The Best Science Fiction Stories : 1949 (ed Everett F. Bleiler and T.E. Dikty, Frederic Fell Inc, 1949)

A book so old, that it is 11 years older than I am, that is how old it is…

My copy has a slightly tattered and torn cover, but, gentle reader, just how beautiful is it?! And it’s the first ever Year’s Best SF volume. The first ever.

I’m going to savour this one, starting September 26th 2021, and I’ll put the date each story is read at the end of each review.

The book starts with an introduction by one Melvin Korshak aka Erle Korshak, an early SF fan turned publisher. I was going to frame this anthology as piece of ancient history, so imagine my surprise when researching Korshak to find out that he only left us a matter of weeks prior to my writing this, dying at the age of 97 in August 2021! Well, I never knew him when he was alive, but bon voyage Erle and many, many thanks for your role in getting SF as a genre up and running.
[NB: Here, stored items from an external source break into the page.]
PR #4799, opened 2022-12-12
GC report expired addresses also as text

### LINKED ISSUE #4800: GC report expired address as text to simplify the use with rclone
Reporting the expired address to delete in text format will enable simple instructions on how backup and restore

nopcoder:
Close #4800

### DIFF
--- a/clients/spark/core/src/main/scala/io/treeverse/clients/GarbageCollector.scala
+++ b/clients/spark/core/src/main/scala/io/treeverse/clients/GarbageCollector.scala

His preface looks at trends in modern science-fiction. You can tell it does that without reading it, as it is entiled ‘Trends in Modern Science-Fiction’. Actually it’s in caps, so it’s entitled ‘TRENDS IN MODERN SCIENCE-FICTION’. He looks back at stories that were based on imaginative science, starting with utopias dating back to Plato and Euhemerus (I’m happy to own up to having no knowledge of the latter). Then he trots through Gilbert Murray, H. Rider Haggard, George Chesney (‘Battle of Dorking’), then Verne and Wells, and then Gernsback, leading into an analysis of American SF magazines, and the beginning of the book market.

Editors Bleiler and Dikty’s own preface starts off with the old saw – what is modern science-fiction? Read the book and then decide for yourself, is their initial answer, but conclude that science-fiction often may be a respectable form of literature and of value for four reasons : historical precedent, prediction value, educational value, and insight into one of man’s most pressing problems. The second part of the preface looks at the stories in the volume, but best to read that after reading the stories, as the first summary does include a bit of a spoiler. So what of the stories? Here we go (starting 26th September 2021)
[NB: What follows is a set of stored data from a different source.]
PR #4805, opened 2022-12-13
Uncommitted GC print mark_id and summary

### LINKED ISSUE #4804: Uncommitted GC print out summary with mark_id
Summary print out and later loggin is required as the rengerated output by 'mark' should be referenced as mark_id by the 'sweep' step.

nopcoder:
Close #4804


N-o-Z (approved):
LGTM

PR #4806, opened 2022-12-13
GC+: Add exceptions and error handling

### LINKED ISSUE #4803: GC+: Add exceptions and error handling

N-o-Z:
Closes #4803


clients/spark/core/src/main/scala/io/treeverse/gc/UncommittedGarbageCollector.scala
```diff
@@ -78,21 +78,21 @@ object UncommittedGarbageCollector {
...
-      Console.out.printf("Please provide a mark ID (%s) for sweep-only mode. Exiting...\n",
-                         LAKEFS_CONF_GC_MARK_ID
-                        )
-      System.exit(2)
+      throw new ParameterValidationException(
+        s"Please provide a mark ID ($LAKEFS_CONF_GC_MARK_ID) for sweep-only mode. Exiting...\n"
+      )
     } else if (shouldMark && markID.nonEmpty) {
-      Console.out.println("Can't provide mark ID for mark mode. Exiting...")
+      throw new ParameterValidationException("Can't provide mark ID for mark mode. Exiting...")
```
nopcoder, line 95: can remove the elses

clients/spark/core/src/main/scala/io/treeverse/gc/UncommittedGarbageCollector.scala
```diff
@@ -237,22 +228,25 @@ object UncommittedGarbageCollector {
     cachedAddresses.write.text(s"$reportDst/deleted.text")
   }
 
-  private def reportPath(storageNamespace: String, runID: String): String = {
+  private def runPath(storageNamespace: String, runID: String): String = {
```
nopcoder, line 231: Can we name it 'formatRunPath' or something that we don't think we are actually running something.

clients/spark/core/src/main/scala/io/treeverse/gc/UncommittedGarbageCollector.scala
```diff
@@ -199,11 +195,6 @@ object UncommittedGarbageCollector {
           .toDF()
         removed.collect()
       }
-    } catch {
-      case e: Throwable =>
-        success = false
```
nopcoder, line 204: Nice - just initialize `success` with false and set it to true at the end of the 'try' scope.

nopcoder (changes requested):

Ray Bradbury. Mars is Heaven! Originally published in Planet Stories, 1948.

A good start to the volume by Bradbury, in a story that feels like something from The Twilight Zone. The first mission to Mars lands on the planet (we need to bear in mind that this is almost 20 years before the first probes went to Mars and gave us a proper indication of what the planet is like). The planet has breathable air, but, unaccountably, they soon find a township that looks straight out of small-town America, picket fences and all. And not only that, the residents are long-dead relatives of the crew, who of course welcome them with open arms! The ship’s captain enjoys his reunion, but in the small of the night he lies awake working out what just might be going on. And he does in deed works out just exactly what is going on (you don’t really need me to tell you, do you??) And then the story gets chilling, quickly. Very quickly. He gets up out of bed but his brother asks him what he’s doing. Going to get a drink of water, he replies. But you’re not thirsty. Yes, yes I am. No, you’re not. “Captain John Black broke and ran across the room. He screamed. He screamed twice. He never reached the door.” Chilly stuff. According to wikipedia Algis Budrys said that the story was “Beautifully written, poetically effective, excellently designed”, but “There is no fulfillment here … this stuff simply evokes the empty stuff of nightmares” the first part of which I would agree with entirely, the latter part, not. [26th Sept 2021]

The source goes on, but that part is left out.